Ma se Egan era più serio, Remco non stava fermo un attimo. Dondolava con le spalle e rideva, “irriverente” come in bici, anche se voci dal gruppo dicono si sia calmato parecchio.

Evenepoel stremato a Campo Felice
Evenepoel stremato a Campo Felice

Stupito da se stesso 

In realtà poi il giovane belga è molto più serio di quello che lascia sembrare. Ed è anche sensibile.

«Sono contento di essere in questa posizione al mio primo grande Giro – dice Evenepoel – quando sono in corsa non penso molto, ma poi quando salgo sul bus e guardo le classifiche resto un po’ stupito. E’ da tanto che non correvo. E’ incredibile quello che sto facendo. Sono secondo in classifica e per ora sta andando tutto bene.

«Per questo non sento pressioni, ma sono solo felice di essere qui, di poter correre se penso a come stavo nove mesi fa. Ma al Giro d’Italia ci credo. Se non avessi pensato di poter vincere, non sarei stato sulla rampa di lancio di Torino. Sto bene, sono qui al passo dei migliori scalatori. Vedremo le grandi montagne cosa diranno».

A Torino Remco ha dato a Bernal 20″ in 8,6 chilometri. Non poco pensando alla crono finale
Remco a Torino ha rifilato a Bernal 20″ in 8,6 chilometri.

La rivalità con Bernal

«Non siamo rivali. Corriamo per lo stesso obiettivo. Per me è un onore competere con chi ha vinto il Tour de France. In passato ci siamo incontrati solo un paio di volte, ma questa è la prima vera sfida. E comunque il Giro d’Italia non si riduce solo a me e a Bernal, ci sono tanti altri corridori, come Vlasov, Ciccone e Caruso che sono vicinissimi. E anche Yates. Insomma non eliminerei nessuno dei primi dieci in classifica».

Remco si sta riabituando a questi sforzi. Lui stesso, dopo le prime tappe, aveva ammesso di avere bisogno di questo… rodaggio, ma la forza ce l’ha eccome. Nell’arrivo di Campo Felice si è toccato con un corridore a circa 400 metri dall’arrivo, poco dopo l’affondo di Bernal. Ne aveva almeno otto davanti (Bernal e Ciccone esclusi) ed è arrivato quarto. 

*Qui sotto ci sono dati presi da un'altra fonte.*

PR #544, opened 2020-12-03
Backend grafana charts: set min for y axes in charts

davidor:
Fixes https://issues.redhat.com/browse/THREESCALE-6447

This PR sets 0 as the minimum value for the backend charts.
The problem was that many charts were showing -1 in the y axis when there were no requests for things like requests per second.


eguzki:
Looking good. Re-running failed tests. Happens from time to time, sadly too often lately :(

eguzki (approved):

Deceuninck-Quick Step e Ineos-Grenadiers: per la vittoria finale conterà molto la squadra
Deceuninck e Ineos: per la vittoria conterà molto la squadra

Sfida tra squadre

Intanto domani c’è una tappa importantissima verso Montalcino. Una frazione che a Remco non sembra preoccupare. In casa Deceuninck-Quick Step le classiche sono il pane quotidiano e avranno consigliato al meglio il giovane belga forte dell’esperienza con la Strade Bianche.

«No, non ho fatto sopralluoghi – dice Remco – mi fido di quello che mi hanno detto i meccanici. Di certo domani la gara esploderà. Si sprecheranno molte energie, ci sarà polvere, sarà dura. E immagino sarà più facile perdere tempo che guadagnarne».

Quella tra Egan e Remco è anche una sfida tra due squadroni: la Ineos-Greandiers domina nei grandi Giri e la Deceuninck-Quick Step nelle classiche. In tal senso l’ago della bilancia è a favore del colombiano, gli inglesi ormai sanno bene come gestire certe situazioni, però la Deceuninck quando punta difficilmente sbaglia e l’esperienza di pochi mesi fa con Almeida gli sarà stata utile.